Dr. J. Horace McFarland (1859-1948) was a man of many talents and interests. He was a rosarian, civic reformer, preservationist, writer, printer, horticulturist and photographer. His early success as a printer allowed him the financial freedom to devote his life to advocate for urban beautification in his hometown of Harrisburg, Pennsylvania. He eventually set his sights across the United States as President of the American Civic Association. McFarland staunchly advocated for the preservation of the Grand Canyon, Yellowstone, Yosemite, the Everglades, and the Glacier Bay and Jackson Hole National Monuments. He also rallied against the New York power industry to save Niagara Falls from commercial exploitation.
McFarland began advocating as early as December 1911 for a bureau for the national parks at an American Civic Association Conference in Washington, D.C. In 1912, President William Howard Taft sent a letter, written by McFarland, to Congress urging legislators that the adoption of a bill to create a federal bureau for the parks was “essential to the proper management of those wondrous manifestations of nature, so startling and so beautiful that everyone recognizes the obligations of the Government to preserve them for the edification and recreation of the people.” On August 25, 1916, President Woodrow Wilson signed the National Park Service Act. After the Act’s passing, McFarland remained influential as a member of the National Park Trust Fund. His advice on new appointments to the agency was sought out even into the 1930s by Harold Ickes, President Franklin Roosevelt’s Secretary of the Interior.

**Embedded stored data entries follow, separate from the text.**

PR #1504, opened 2020-10-21
Implement the Fmt module on top of a small kernel

emillon:
Fmt is a lightweight abstraction on top of `Format` boxes (or rather `Format_` boxes). In its current implementation, we have `type t = Format.formatter -> unit`, and most of the module relies on that. It makes the current abstraction pretty leaky (even if it's just within the module), and hard to experiment with.

This PR defines a small kernel of functions that need to rely on the formatter abstraction, and implements the rest of the module on top of that, for example `list_pn`.

One pattern that has emerged is the need for a `lazy_` combinator, that defers side effects until corresponding bit is actually laid out. A test is added as an example. This missing combinator the part that was blocking previous attempts at modifying this module.

Inside of the module, this uses `Staged.t` in order to make staging explicit, which should make the move to another representation easier, but technically it's not required.

### DIFF
--- a/test/unit/test_fmt.ml
+++ b/test/unit/test_fmt.ml
@@ -8,42 +8,39 @@ let eval_fmt term =
   Format_.pp_print_flush ppf () ;
   Buffer.contents buffer
 
-let join l = List.fold_left l ~init:Fmt.noop ~f:Fmt.( $ )
-
-let map_string s ~f = String.to_list s |> List.map ~f |> join
-
 let tests_lazy =
-  let test name term ~expected =
-    ( "lazy_: " ^ name
+  [ ( "lazy_: not using lazy"
     , `Quick
     , fun () ->
+        let r = ref None in
+        let pp s =
+          r := Some s ;
+          Fmt.str s
+        in
+        let term = Fmt.fmt_if_k false (pp "hello") in
+        let expected = "" in
+        let expected_r = Some "hello" in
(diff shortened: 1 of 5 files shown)


test/unit/test_fmt.ml
```diff
@@ -0,0 +1,49 @@
...
+      (let i = ref 0 in
+       let pp_letter c =
+         let open Fmt in
+         lazy_ (fun () ->
+             Int.incr i ;
+             str (Int.to_string !i) $ char c)
+       in
+       let pp_if_vowel c = Fmt.fmt_if_k (is_vowel c) (pp_letter c) in
+       map_string "hello" ~f:pp_if_vowel)
+      ~expected:"1e2o" ]
```
gpetiot, line 47: These tests are a bit hard to follow, wouldn't it possible to have something simple with just some int or some bool `ref` that is modified before/after unstaging?

gpetiot (approved):
Minor comment on the tests, but otherwise it looks very good, thanks!

test/unit/test_fmt.ml
emillon: That's fair! I tried something closer to how ocamlformat uses that, but it's a bit complicated to read. I tried something simpler, let me know what you think.

gpetiot: It looks better indeed, thanks!

Issue #1505, opened 2020-10-22
ocamlformat does not build on 4.12


emillon:
Hi,

At the moment ocamlformat does not build with the 4.12 branch:

```
File "vendor/parse-wyc/lib/docstrings.ml", line 49, characters 25-47:
49 |   if Warnings.is_active (Warnings.Bad_docstring true) then begin
                              ^^^^^^^^^^^^^^^^^^^^^^
Error: Unbound constructor Warnings.Bad_docstring
File "lib/Parse_with_comments.ml", line 47, characters 10-32:
47 |         | Warnings.Bad_docstring _ when conf.comment_check ->
               ^^^^^^^^^^^^^^^^^^^^^^
Error: Unbound constructor Warnings.Bad_docstring
File "lib/Fmt_ast.ml", line 370, characters 47-50:
370 | let docstring_epi ?(standalone = false) ?next ?epi ~floating =
                                                     ^^^
Error (warning 16 [unerasable-optional-argument]): this optional argument cannot be erased.
File "lib/Fmt_ast.ml", line 370, characters 41-45:
370 | let docstring_epi ?(standalone = false) ?next ?epi ~floating =
                                               ^^^^
Error (warning 16 [unerasable-optional-argument]): this optional argument cannot be erased.
File "lib/Fmt_ast.ml", line 370, characters 20-38:
370 | let docstring_epi ?(standalone = false) ?next ?epi ~floating =
                          ^^^^^^^^^^^^^^^^^^
Error (warning 16 [unerasable-optional-argument]): this optional argument cannot be erased.
```

Will send PRs to fix these.

emillon:
Now passing!

PR #1507, opened 2020-10-22
Add `is_unexpected_docstring` to compat

emillon:
In 4.12, this warning has been renamed to `Unexpected_docstring`, so we add this to the compat layer.

The vendored `Docstrings` in pwyc refers to that in an unused function, so we can just remove it.

Part of #1505


gpetiot (approved):
Looks good to me!

PR #1509, opened 2020-10-22
Do the partition of comments with CmtSet.partition

gpetiot:
This is the first step of #1193, distinguishing the structural improvements from the formatting improvements, no behavioral change. (each commit can be reviewed separately)

### DIFF
--- a/lib/Cmts.ml
+++ b/lib/Cmts.ml
@@ -78,14 +78,17 @@ module CmtSet : sig
   val to_list : t -> Cmt.t list
   (** ordered by start location *)
 
-  val empty : t
-
   val is_empty : t -> bool
 
   val split : t -> Location.t -> t * t * t
   (** [split s {loc_start; loc_end}] splits [s] into the subset of comments
       that end before [loc_start], those that start after [loc_end], and
       those within the loc. *)
+
+  val partition :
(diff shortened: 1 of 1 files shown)


lib/Cmts.ml
```diff
@@ -87,69 +118,45 @@ end = struct
...
+        List.group cmtl ~break:(fun l1 l2 ->
+            not (is_adjacent src (Cmt.loc l1) (Cmt.loc l2)))
+      with
+      | [cmtl] when is_adjacent src (List.last_exn cmtl).loc next ->
+          let open Location in
+          let same_line_as_prev l =
+            prev.loc_end.pos_lnum = l.loc_start.pos_lnum
+          in
+          let decide loc =
+            match
```
emillon, line 135: I'm not too convinced by the pattern matching on differences. What do you think about matching against the boolean result (`match ... = ..., ... = ... with true, true -> ...`).

gpetiot: I made it is this because I have future plans of matching on a difference of 1, as for now there are issues with things like:
```ocaml
let foo = foooooooooo
(* comment not fitting on the previous line *)

let bar = bar
```

as the comment would be wrongfully attached to bar instead of foo and thus being moved one line lower (right in the middle)

emillon: ok, let's go with integers then!

PR #1510, opened 2020-10-23
Ppxlib: replace some map uses by fold and iter

emillon:
In most places, we are not interested by the return value and just using `map` for the side effects. These cases can be adapted to use `iter` instead.

In some places, this removes a good chunk of code that was used only to build tree fragments that were only ignored later.

Going further, most places only use side effects to build a list or a map. These can be adapted to use `fold`. This makes state management more explicit in parse-wyc.

### DIFF
--- a/lib/Loc_tree.ml
+++ b/lib/Loc_tree.ml
@@ -48,5 +48,5 @@ let fold src =
 
 (** Use Ast_mapper to collect all locs in ast, and create tree of them. *)
 let of_ast fragment ast src =
-  let locs = Mapper.fold_ast fragment (fold src) ast [] in
+  let locs = Traverse.fold fragment (fold src) ast [] in
   (of_list locs, locs)
--- a/lib/Loc_tree.ml
+++ b/lib/Loc_tree.ml
@@ -13,8 +13,6 @@ open Migrate_ast
 open Parsetree
 include Non_overlapping_interval_tree.Make (Location)
 
-let cons_option xo xs = match xo with Some x -> x :: xs | None -> xs
-
 let fold src =
   object
     inherit [Location.t list] Ppxlib.Ast_traverse.fold as super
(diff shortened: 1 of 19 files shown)


emillon:
cc @NathanReb

lib/Normalize.ml
```diff
@@ -43,13 +42,11 @@ let dedup_cmts fragment ast comments =
...
-              docs := Set.add !docs (Cmt.create ("*" ^ doc) pexp_loc) ;
-              atr
-          | _ -> super#attribute atr
+              Set.add docs (Cmt.create ("*" ^ doc) pexp_loc)
+          | _ -> super#attribute atr docs
       end
     in
-    Mapper.map_ast fragment mapper ast |> ignore ;
-    !docs
+    Mapper.fold_ast fragment iter ast (Set.empty (module Cmt))
```
emillon, line 49: @NathanReb suggested to rename `Mapper` to `Traverse`

lib/Loc_tree.ml
```diff
@@ -13,39 +13,40 @@ open Migrate_ast
...
+      if Ast.Attr.is_doc attr then locs else super#attribute attr locs
+
+    (** Ast_traverse recurses down to locations in stacks *)
+    method! location_stack _ l = l
+
+    method! expression e locs =
+      let extra_loc =
+        match e.pexp_desc with
+        | Pexp_constant _ -> Some (Source.loc_of_expr_constant src e)
+        | _ -> None
```
gpetiot, line 44: I would find it easier to read to return the new list of locations instead of returning a location option, so we wouldn't need cons_option something like:
```
super#expression
@@
match e.pexp_desc with
| Pexp_constant _ -> Source.loc_of_expr_constant src e :: locs
| _ -> locs
```

and something similar for pattern

gpetiot (approved):
Minor comment about the style, otherwise it looks good to me, thanks!

lib/Loc_tree.ml
emillon: I got rid of the option. There's still some work to do because one function returns an option but I used something in between!

gpetiot: Alright it was just about the style anyway, it looks good otherwise!

Issue #1508, opened 2020-10-22
Tests do not pass on 4.12


emillon:
Even with the fixes linked in #1505, `dune runtest` doesn't pass.
This is not an exhaustive list, but for example:

Warning syntax changed (can be polyfilled with a postprocessor):

```diff
-Warning 47: illegal payload for attribute 'ocamlformat'.
+Warning 47 [attribute-payload]: illegal payload for attribute 'ocamlformat'.
```

Some comments move:

```diff
-let {a (*a*) : a} = e
+let {a : a (*a*)} = e
```

Functor sugar is not recognized:

```diff
-  module Make : functor (TV : TYPEVIEW with type t = t) -> USERCODE(TV).F
+  module Make (TV : TYPEVIEW with type t = t) : USERCODE(TV).F
```

emillon:
N.B. when we close this issue, let's not forget to update the opam metadata.

gpetiot:
@emillon do you still have non-passing tests?

emillon:
It's all good now!

PR #1511, opened 2020-10-26
Add symbolic names when printing warnings

emillon:
This is the new behavior on 4.12. For 4.08 to 4.11 it is possible to map the string in the report value, but for 4.06 and 4.07 we need to parse the string that is being printed.

See #1508


emillon:
Warning messages change with this PR, should this go in the changelog?

gpetiot (approved):
Looks good to me, indeed we can add an entry in the changelog to say we're synchronizing the warning messages pre-4.12 to be up-to-date with 4.12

McFarland’s archival papers are located at the Pennsylvania State Archives; many of the letters McFarland wrote during his lifetime are highlighted in Ernest Morrison’s biography, “A Thorn for Beauty.” The Smithsonian’s Archives of American Gardens includes over 3,500 photographs and glass lantern slides of gardens throughout the United States dating from 1900 to 1962 in the J. Horace McFarland Collection. These include a substantial number of images of his home and garden, Breeze Hill, in Harrisburg which was designed by landscape architect Warren Manning (another supporter of the National Park Service Bill).